Audit defensibility. Your external auditor reads the gate code as part of the SOX 404 walkthrough. If the gate is in a vendor binary, the auditor takes the vendor’s word for it — which means your audit committee takes the vendor’s word for it, which means a single vendor incident can shake your audit confidence.

Threat-model legibility. Your CISO needs to reason about prompt injection, LLM-impersonating-human, and audit-log tampering. None of that is reasonable if the chokepoint code is closed; the security review board will ask, and “the vendor says it’s secure” will fail the review.

Architectural reusability. Different finance teams have different policy shapes. A multi-entity holdco with USD/JPY/INR materiality needs per-entity overrides; a SOX-public-company needs strict period-close locks; a fintech needs different sensitive-account categories. With an open gate, each team forks the starter policy.yaml and adapts. With a closed gate, each team negotiates with the vendor.

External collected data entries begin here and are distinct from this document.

PR #5153, opened 2017-12-08
Permissions tests for API Key list and create actions

scottbommarito:


tests/NuGetGallery.Facts/Controllers/UsersControllerFacts.cs
```diff
@@ -623,6 +623,60 @@ public class TheConfirmAction : TestContainer
...
+            : TestContainer
+        {
+            [Fact]
+            public void CurrentUserIsInPackageOwners()
+            {
+                var currentUser = TestUtility.FakeUser;
+
+                var model = GetModelForApiKeys(currentUser);
+                
+                Assert.True(model.PackageOwners.Any(o => o.Owner == currentUser.Username && o.CanPushNew));
```
chenriksson: Shouldn't this test that PackageOwners contains a single entry for the current user? Maybe test name could be something like `PackageOwners_ContainsSingleCurrentUserEntryWithPushNew`?

tests/NuGetGallery.Facts/Controllers/UsersControllerFacts.cs
```diff
@@ -623,6 +623,60 @@ public class TheConfirmAction : TestContainer
...
+            }
+
+            [Fact]
+            public void AdminIsInPackageOwners()
+            {
+                var currentUser = TestUtility.FakeAdminUser;
+
+                var model = GetModelForApiKeys(currentUser);
+
+                Assert.True(model.PackageOwners.All(o => o.Owner == currentUser.Username && o.CanPushNew));
```
chenriksson: Isn't this testing same as previous, but for site admin? Is *All* used instead of *Any* only because the FakeAdminUser isn't in an organization?

tests/NuGetGallery.Facts/Controllers/UsersControllerFacts.cs
```diff
@@ -623,6 +623,60 @@ public class TheConfirmAction : TestContainer
...
+            [InlineData(false)]
+            public void OrganizationIsInPackageOwners(bool isAdmin)
+            {
+                var currentUser = isAdmin ? TestUtility.FakeOrganizationAdmin : TestUtility.FakeOrganizationCollaborator;
+                var organization = TestUtility.FakeOrganization;
+
+                var model = GetModelForApiKeys(currentUser);
+
+                Assert.True(model.PackageOwners.Any(o => o.Owner == currentUser.Username && o.CanPushNew));
+                Assert.True(model.PackageOwners.Any(o => o.Owner == organization.Username && o.CanPushNew == isAdmin));
```
chenriksson: The first assert is the same as the first test... current user should be the first entry. I could combine w/ that.

For the second assert, I would change it to test that PackageOwners contains a single entry for the Org account at index 2. Makes it a stronger test, and we'll catch if we have a bug with duplicate entries or not listing the current user first.

tests/NuGetGallery.Facts/Controllers/UsersControllerFacts.cs
```diff
@@ -648,12 +702,32 @@ public class TheGenerateApiKeyAction : TestContainer
...
+
+            [Fact]
+            public Task WhenScopeOwnerDoesNotMatchAsAdmin_ReturnsBadRequest()
+            {
+                // Arrange 
+                var fakes = new Fakes();
+                var user = fakes.Admin;
+                var otherUser = fakes.User;
+
+                return WhenScopeOwnerDoesNotMatch_ReturnsBadRequest(user, otherUser);
```
chenriksson: `fakes.Admin` is site admin?

Can this be combined w/ previous test, and just take 2 Users as Theory args?

tests/NuGetGallery.Facts/Controllers/UsersControllerFacts.cs
scottbommarito: yes and yes

tests/NuGetGallery.Facts/Controllers/UsersControllerFacts.cs
scottbommarito: Yes, I'll combine with the others

tests/NuGetGallery.Facts/Controllers/UsersControllerFacts.cs
scottbommarito: yes and yes

tests/NuGetGallery.Facts/Controllers/UsersControllerFacts.cs
```diff
@@ -623,6 +623,100 @@ public class TheConfirmAction : TestContainer
...
+            public void OrganizationIsInPackageOwnersIfMember(bool isAdmin)
+            {
+                var currentUser = isAdmin ? TestUtility.FakeOrganizationAdmin : TestUtility.FakeOrganizationCollaborator;
+                var organization = TestUtility.FakeOrganization;
+
+                var model = GetModelForApiKeys(currentUser);
+                
+                Assert.Equal(1, model.PackageOwners.Count(o => o.Owner == organization.Username && o.CanPushNew == isAdmin));
+            }
+            public static IEnumerable<object[]> OrganizationIsNotInPackageOwnersIfNotMember_Data
```
chenriksson: nit: space between

scottbommarito:
@chenriksson Fixed the tests as requested.

tests/NuGetGallery.Facts/Controllers/UsersControllerFacts.cs
```diff
@@ -623,6 +623,100 @@ public class TheConfirmAction : TestContainer
...
         }
 
+        public class TheApiKeysAction
+            : TestContainer
+        {
+            public static IEnumerable<object[]> CurrentUserIsInPackageOwnersWithPushNew_Data
+            {
+                get
+                {
+                    foreach (var currentUser in
```
chenriksson: Can this just be:
```
yield return new object[] { TestUtility.FakeUser };
yield return new object[] { TestUtility.FakeAdminUser };
```

chenriksson: If we have a lot of test code converting entities to object arrays, could consider a MemberDataHelper class:
```
public static class MemberDataHelper {
    object[] AsMemberData(this User user) { return new object[] { user }; }
}

public class TestClass {
    public static IEnumerable<object[]> TestData {
        get {
            yield return TestUtility.FakeUser.AsMemberData();
            yield return TestUtility.FakeAdminUser.AsMemberData();
        }
    }
    [Theory]
    [MemberData(nameof(TestData))]
    public void TestMethod(User user) { ... }
}
```

scottbommarito: How about

```
public static class MemberDataHelper {
    public static object[] AsData(params object[] objects)
    {
        return objects;
    }
}

public class TestClass {
    public static IEnumerable<object[]> TestData {
        get {
            yield return MemberDataHelper.AsData(TestUtility.FakeUser);
            yield return MemberDataHelper.AsData(TestUtility.FakeAdminUser);
        }
    }
    [Theory]
    [MemberData(nameof(TestData))]
    public void TestMethod(User user) { ... }
}
```

tests/NuGetGallery.Facts/Controllers/UsersControllerFacts.cs
```diff
@@ -623,6 +623,95 @@ public class TheConfirmAction : TestContainer
...
+
+            [Theory]
+            [MemberData(nameof(OrganizationIsNotInPackageOwnersIfNotMember_Data))]
+            public void OrganizationIsNotInPackageOwnersIfNotMember(User currentUser)
+            {
+                var organization = TestUtility.FakeOrganization;
+
+                var model = GetModelForApiKeys(currentUser);
+
+                Assert.True(!model.PackageOwners.Any(o => o.Owner == organization.Username));
```
joelverhagen: Asserting count instead of `Any` would provide a better message.

PR #5156, opened 2017-12-08
Make ObfuscatedAction collection case insensitive

cristinamanum:
Address one comment missed in previous PR.

### DIFF
--- a/src/NuGetGallery/Telemetry/Obfuscator.cs
+++ b/src/NuGetGallery/Telemetry/Obfuscator.cs
@@ -15,7 +15,8 @@ namespace NuGetGallery
         /// </summary>
         internal const string DefaultTelemetryUserName = "ObfuscatedUserName";
 
-        internal static readonly HashSet<string> ObfuscatedActions = new HashSet<string>(StringComparer.InvariantCultureIgnoreCase){
+        internal static readonly HashSet<string> ObfuscatedActions = new HashSet<string>(StringComparer.OrdinalIgnoreCase)
+        {
             "Packages/ConfirmPendingOwnershipRequest",
             "Packages/RejectPendingOwnershipRequest",
             "Packages/CancelPendingOwnershipRequest",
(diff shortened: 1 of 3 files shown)


src/NuGetGallery/Telemetry/Obfuscator.cs
```diff
@@ -15,7 +15,7 @@ internal static class Obfuscator
         /// </summary>
         internal const string DefaultTelemetryUserName = "ObfuscatedUserName";
 
-        internal static readonly HashSet<string> ObfuscatedActions = new HashSet<string>{
+        internal static readonly HashSet<string> ObfuscatedActions = new HashSet<string>(StringComparer.InvariantCultureIgnoreCase){
```
joelverhagen: nit: curly on next line

tests/NuGetGallery.Facts/Telemetry/ObfuscatorFacts.cs
```diff
@@ -0,0 +1,31 @@
...
+using System.Collections.Generic;
+using System.Linq;
+using Xunit;
+
+namespace NuGetGallery.Telemetry
+{
+    public class ObfuscatorFacts
+    {
+        [Fact]
+        public void ObfuscatedActionsAreNotCaseSensitive()
```
joelverhagen: Use turkey "i" to assert the Invariant is used

src/NuGetGallery/Telemetry/Obfuscator.cs
joelverhagen: `OrdinalIgnoreCase` is supposed to be faster

tests/NuGetGallery.Facts/Telemetry/ObfuscatorFacts.cs
joelverhagen: This is a crazy edge case. You can ignore this if you feel like it's not worth testing.

src/NuGetGallery/Telemetry/Obfuscator.cs
cristinamanum: Updated

tests/NuGetGallery.Facts/Telemetry/ObfuscatorFacts.cs
cristinamanum: As we create the routes, I do not think that is worth adding.

PR #5158, opened 2017-12-09
PermissionsService 2.0 (just implementation)

scottbommarito:
This is the implementation of the new version of the Permissions Service, without changes to the existing code.

You may have seen this code before in https://github.com/NuGet/NuGetGallery/pull/5097

### DIFF
--- a/src/NuGetGallery/Helpers/PermissionsHelpers.cs
+++ b/src/NuGetGallery/Helpers/PermissionsHelpers.cs
@@ -118,8 +118,7 @@ namespace NuGetGallery
                 .OfType<Organization>()
                 .SelectMany(o => o.Members)
                 .Where(m => isUserMatch(m.Member))
-                .ToList()
-                .AsReadOnly();
+                .ToList();
 
             if (WouldSatisfy(PermissionsRequirement.OrganizationAdmin, permissionsRequirement) &&
                 matchingMembers.Any(m => m.IsAdmin))
--- a/src/NuGetGallery/Helpers/PermissionsHelpers.cs
+++ b/src/NuGetGallery/Helpers/PermissionsHelpers.cs
@@ -39,7 +39,7 @@ namespace NuGetGallery
         /// </summary>
         public static bool IsRequirementSatisfied(PermissionsRequirement permissionsRequirement, IPrincipal currentPrincipal, IEnumerable<User> entityOwners)
         {
-            if (PermissionLevelsIntersect(PermissionsRequirement.None, permissionsRequirement))
+            if (WouldSatisfy(PermissionsRequirement.None, permissionsRequirement))
             {
                 return true;
             }
@@ -85,7 +85,7 @@ namespace NuGetGallery
         /// </summary>
         public static bool IsRequirementSatisfied(PermissionsRequirement permissionsRequirement, User currentUser, IEnumerable<User> entityOwners)
         {
-            if (PermissionLevelsIntersect(PermissionsRequirement.None, permissionsRequirement))
+            if (WouldSatisfy(PermissionsRequirement.None, permissionsRequirement))
             {
                 return true;
             }
@@ -104,7 +104,7 @@ namespace NuGetGallery
 
         private static bool IsRequirementSatisfied(PermissionsRequirement permissionsRequirement, bool isUserAdmin, Func<User, bool> isUserMatch, IEnumerable<User> entityOwners)
         {
-            if (PermissionLevelsIntersect(PermissionsRequirement.None, permissionsRequirement))
+            if (WouldSatisfy(PermissionsRequirement.None, permissionsRequirement))
             {
                 return true;
             }
@@ -114,13 +114,13 @@ namespace NuGetGallery
                 return false;
             }
 
-            if (PermissionLevelsIntersect(PermissionsRequirement.Owner, permissionsRequirement) &&
+            if (WouldSatisfy(PermissionsRequirement.Owner, permissionsRequirement) &&
                 entityOwners.Any(isUserMatch))
             {
                 return true;
             }
 
-            if (PermissionLevelsIntersect(PermissionsRequirement.SiteAdmin, permissionsRequirement) &&
+            if (WouldSatisfy(PermissionsRequirement.SiteAdmin, permissionsRequirement) &&
                 isUserAdmin)
             {
                 return true;
@@ -132,13 +132,13 @@ namespace NuGetGallery
                 .Where(m => isUserMatch(m.Member))
                 .ToArray();
 
-            if (PermissionLevelsIntersect(PermissionsRequirement.OrganizationAdmin, permissionsRequirement) &&
+            if (WouldSatisfy(PermissionsRequirement.OrganizationAdmin, permissionsRequirement) &&
                 matchingMembers.Any(m => m.IsAdmin))
             {
                 return true;
             }
 
-            if (PermissionLevelsIntersect(PermissionsRequirement.OrganizationCollaborator, permissionsRequirement) &&
+            if (WouldSatisfy(PermissionsRequirement.OrganizationCollaborator, permissionsRequirement) &&
                 matchingMembers.Any())
             {
                 return true;
@@ -147,9 +147,12 @@ namespace NuGetGallery
             return false;
         }
 
-        private static bool PermissionLevelsIntersect(PermissionsRequirement first, PermissionsRequirement second)
+        /// <summary>
+        /// Returns true if and only if satisfying <paramref name="permissionsRequirementToCheck"/> would also satisfy <paramref name="permissionsRequirementToSatisfy"/>?
+        /// </summary>
+        private static bool WouldSatisfy(PermissionsRequirement permissionsRequirementToCheck, PermissionsRequirement permissionsRequirementToSatisfy)
         {
-            return (first & second) > 0;
+            return (permissionsRequirementToCheck & permissionsRequirementToSatisfy) > 0;
         }
     }
 }
--- a/src/NuGetGallery/Helpers/PermissionsHelpers.cs
+++ b/src/NuGetGallery/Helpers/PermissionsHelpers.cs
@@ -109,6 +109,12 @@ namespace NuGetGallery
                 return true;
             }
 
+            if (WouldSatisfy(PermissionsRequirement.SiteAdmin, permissionsRequirement) &&
+                isUserAdmin)
+            {
+                return true;
+            }
+
             if (entityOwners == null || !entityOwners.Any())
             {
                 return false;
@@ -116,12 +122,6 @@ namespace NuGetGallery
 
             if (WouldSatisfy(PermissionsRequirement.Owner, permissionsRequirement) &&
                 entityOwners.Any(isUserMatch))
-            {
-                return true;
-            }
-
-            if (WouldSatisfy(PermissionsRequirement.SiteAdmin, permissionsRequirement) &&
-                isUserAdmin)
             {
                 return true;
             }
@@ -139,7 +139,7 @@ namespace NuGetGallery
             }
 
             if (WouldSatisfy(PermissionsRequirement.OrganizationCollaborator, permissionsRequirement) &&
-                matchingMembers.Any())
+                matchingMembers.Any(m => !m.IsAdmin))
             {
                 return true;
             }
--- a/src/NuGetGallery/Helpers/PermissionsHelpers.cs
+++ b/src/NuGetGallery/Helpers/PermissionsHelpers.cs
@@ -37,16 +37,12 @@ namespace NuGetGallery
         /// <summary>
         /// Is <paramref name="currentPrincipal"/> allowed to perform an action with a requirement of <paramref name="permissionsRequirement"/> on the entity owned by <paramref name="entityOwners"/>?
         /// </summary>
-        public static bool IsRequirementSatisfied(PermissionsRequirement permissionsRequirement, IPrincipal currentPrincipal, IEnumerable<User> entityOwners)
+        public static bool IsRequirementSatisfied(PermissionsRequirement permissionsRequirement, IPrincipal currentPrincipal, ICollection<User> entityOwners)
         {
-            if (WouldSatisfy(PermissionsRequirement.None, permissionsRequirement))
-            {
-                return true;
-            }
-
             if (currentPrincipal == null)
             {
-                return false;
+                /// If the current principal is logged out, only <see cref="PermissionsRequirement.None"/> is satisfied.
+                return WouldSatisfy(PermissionsRequirement.None, permissionsRequirement);
             }
 
             return IsRequirementSatisfied(
@@ -83,16 +79,12 @@ namespace NuGetGallery
         /// <summary>
         /// Is <paramref name="currentPrincipal"/> allowed to perform an action with a requirement of <paramref name="permissionsRequirement"/> on the entity owned by <paramref name="entityOwners"/>?
         /// </summary>
-        public static bool IsRequirementSatisfied(PermissionsRequirement permissionsRequirement, User currentUser, IEnumerable<User> entityOwners)
+        public static bool IsRequirementSatisfied(PermissionsRequirement permissionsRequirement, User currentUser, ICollection<User> entityOwners)
         {
-            if (WouldSatisfy(PermissionsRequirement.None, permissionsRequirement))
-            {
-                return true;
-            }
-
             if (currentUser == null)
             {
-                return false;
+                /// If the current user is logged out, only <see cref="PermissionsRequirement.None"/> is satisfied.
+                return WouldSatisfy(PermissionsRequirement.None, permissionsRequirement);
             }
 
             return IsRequirementSatisfied(
@@ -102,22 +94,18 @@ namespace NuGetGallery
                 entityOwners);
         }
 
-        private static bool IsRequirementSatisfied(PermissionsRequirement permissionsRequirement, bool isUserAdmin, Func<User, bool> isUserMatch, IEnumerable<User> entityOwners)
+        private static bool IsRequirementSatisfied(PermissionsRequirement permissionsRequirement, bool isUserAdmin, Func<User, bool> isUserMatch, ICollection<User> entityOwners)
         {
-            if (WouldSatisfy(PermissionsRequirement.None, permissionsRequirement))
-            {
-                return true;
-            }
-
-            if (WouldSatisfy(PermissionsRequirement.SiteAdmin, permissionsRequirement) &&
-                isUserAdmin)
+            if (isUserAdmin && 
+                WouldSatisfy(PermissionsRequirement.SiteAdmin, permissionsRequirement))
             {
                 return true;
             }
 
             if (entityOwners == null || !entityOwners.Any())
             {
-                return false;
+                /// If there are no owners of the entity and the current user is not a site admin, only <see cref="PermissionsRequirement.None"/> is satisfied.
+                return WouldSatisfy(PermissionsRequirement.None, permissionsRequirement);
             }
 
             if (WouldSatisfy(PermissionsRequirement.Owner, permissionsRequirement) &&
@@ -130,7 +118,8 @@ namespace NuGetGallery
                 .OfType<Organization>()
                 .SelectMany(o => o.Members)
                 .Where(m => isUserMatch(m.Member))
-                .ToArray();
+                .ToList()
+                .AsReadOnly();
 
             if (WouldSatisfy(PermissionsRequirement.OrganizationAdmin, permissionsRequirement) &&
                 matchingMembers.Any(m => m.IsAdmin))
@@ -144,7 +133,8 @@ namespace NuGetGallery
                 return true;
             }
 
-            return false;
+            /// If the current user is not related to the entity in any way and is not a site admin, only <see cref="PermissionsRequirement.None"/> is satisfied.
+            return WouldSatisfy(PermissionsRequirement.None, permissionsRequirement);
         }
 
         /// <summary>
@@ -152,7 +142,7 @@ namespace NuGetGallery
         /// </summary>
         private static bool WouldSatisfy(PermissionsRequirement permissionsRequirementToCheck, PermissionsRequirement permissionsRequirementToSatisfy)
         {
-            return (permissionsRequirementToCheck & permissionsRequirementToSatisfy) > 0;
+            return (permissionsRequirementToCheck & permissionsRequirementToSatisfy) != PermissionsRequirement.Unsatisfiable;
         }
     }
 }
--- a/src/NuGetGallery/Helpers/PermissionsHelpers.cs
+++ b/src/NuGetGallery/Helpers/PermissionsHelpers.cs
@@ -8,7 +8,7 @@ using System.Security.Principal;
 
 namespace NuGetGallery
 {
-    public class PermissionsHelpers
+    public static class PermissionsHelpers
     {
         /// <summary>
         /// Is <paramref name="currentPrincipal"/> allowed to perform an action with a requirement of <paramref name="permissionsRequirement"/> on <paramref name="packageRegistration"/>?
@@ -39,9 +39,14 @@ namespace NuGetGallery
         /// </summary>
         public static bool IsRequirementSatisfied(PermissionsRequirement permissionsRequirement, IPrincipal currentPrincipal, IEnumerable<User> entityOwners)
         {
+            if (PermissionLevelsIntersect(PermissionsRequirement.None, permissionsRequirement))
+            {
+                return true;
+            }
+
             if (currentPrincipal == null)
             {
-                return PermissionLevelsIntersect(PermissionsRequirement.None, permissionsRequirement);
+                return false;
             }
 
             return IsRequirementSatisfied(
@@ -80,9 +85,14 @@ namespace NuGetGallery
         /// </summary>
         public static bool IsRequirementSatisfied(PermissionsRequirement permissionsRequirement, User currentUser, IEnumerable<User> entityOwners)
         {
+            if (PermissionLevelsIntersect(PermissionsRequirement.None, permissionsRequirement))
+            {
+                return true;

What this means in practice

If you’re scoping an AI agent for close, recon, or AP work:

  1. Look at any candidate framework or vendor and ask: where’s the chokepoint?
  2. If it’s in the prompt — “we tell the LLM not to do X” — that’s not a chokepoint. That’s prompt engineering.
  3. If it’s in application code spread across three modules — “we have a confirmMatch() that calls policyCheck() which…” — that’s also not a chokepoint. That’s a refactor waiting to break.
  4. If it’s a single function with verbatim clause attribution, server-side actor identity binding, and explicit tier annotations on every tool — that’s a chokepoint. Now check whether you can read its source.

The policy gate as a pattern is older than closegate. The novelty is shipping it open, in a form that’s load-bearing in production, with the verbatim-clause-text attribution that auditors specifically need. That’s the bet.